Publicacao/Comunicacao
Intimação - DECISÃO
DECISÃO
Processo: 0016639-93.2002.8.20.0001.
EXEQUENTE: MUNICÍPIO DE NATAL
EXECUTADO: A E ENGENHARIA E ESTRUTURA LTDA, JOSÉ ANIBAL MESQUITA BARBALHO DECISÃO
Intimação - PODER JUDICIÁRIO DO ESTADO DO RIO GRANDE DO NORTE 4ª Vara de Execução Fiscal e Tributária de Natal Praça Sete de Setembro, 34, Cidade Alta, NATAL - RN - CEP: 59025-300
Trata-se de Execução Fiscal proposta pelo MUNICÍPIO DE NATAL contra A E ENGENHARIA E ESTRUTURA LTDA e José Anibal Mesquita Barbalho. Este último, por intermédio de seu advogado, apresentou petição com Impugnação a penhora requerendo, em sede de Tutela de Urgência, o desbloqueio do valor de 40 (quarenta) salários-mínimos, através do Sistema SISBAJUD, em suas contas bancária, ao argumento que a constrição levada a efeito bloqueou valores impenhoráveis decorrente de reserva mínima indispensável a sua subsistência. Discorre acerca dos gastos que tem o executado e de seu quadro de saúde, reforçando que parte do montante bloqueado serve a fazer frente a despesas básicas e que garantem sua subsidência. Diante do quadro, requer “(...) liberação dos valores impenhoráveis referentes a fundo de investimentos e de aposentadoria, além de ser reserva do mínimo existencial do Executado limitado aos 40 (quarenta) salários-mínimos, mantendo o restante do valor consignado em conta judicial até o ulterior e final julgamento do processo”. É o que importa relatar. Decido.

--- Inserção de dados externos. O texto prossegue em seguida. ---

PR #1955, opened 2025-12-30
feat: enrollment request and approval workflow

Sahil1951:
Currently, when self enrollment is disabled in Frappe LMS, learners have no way to request access to a course.

This contribution adds an optional enrollment request & approval flow. Learners can request enrollment from the course page, and once approved by configured roles, they are automatically enrolled.


pateljannat:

Trata-se de requerimento formulado pela parte executada, objetivando a liberação dos valores bloqueados via SISBAJUD, em contas de sua titularidade. Na espécie, consoante documentação id. 145278859, constata-se que houve bloqueio de valores depositados em contas bancárias do executado, no montante de R$ 106.522,86 (cento e seis mil, quinhentos e vinte e dois reais e oitenta e seis centavos).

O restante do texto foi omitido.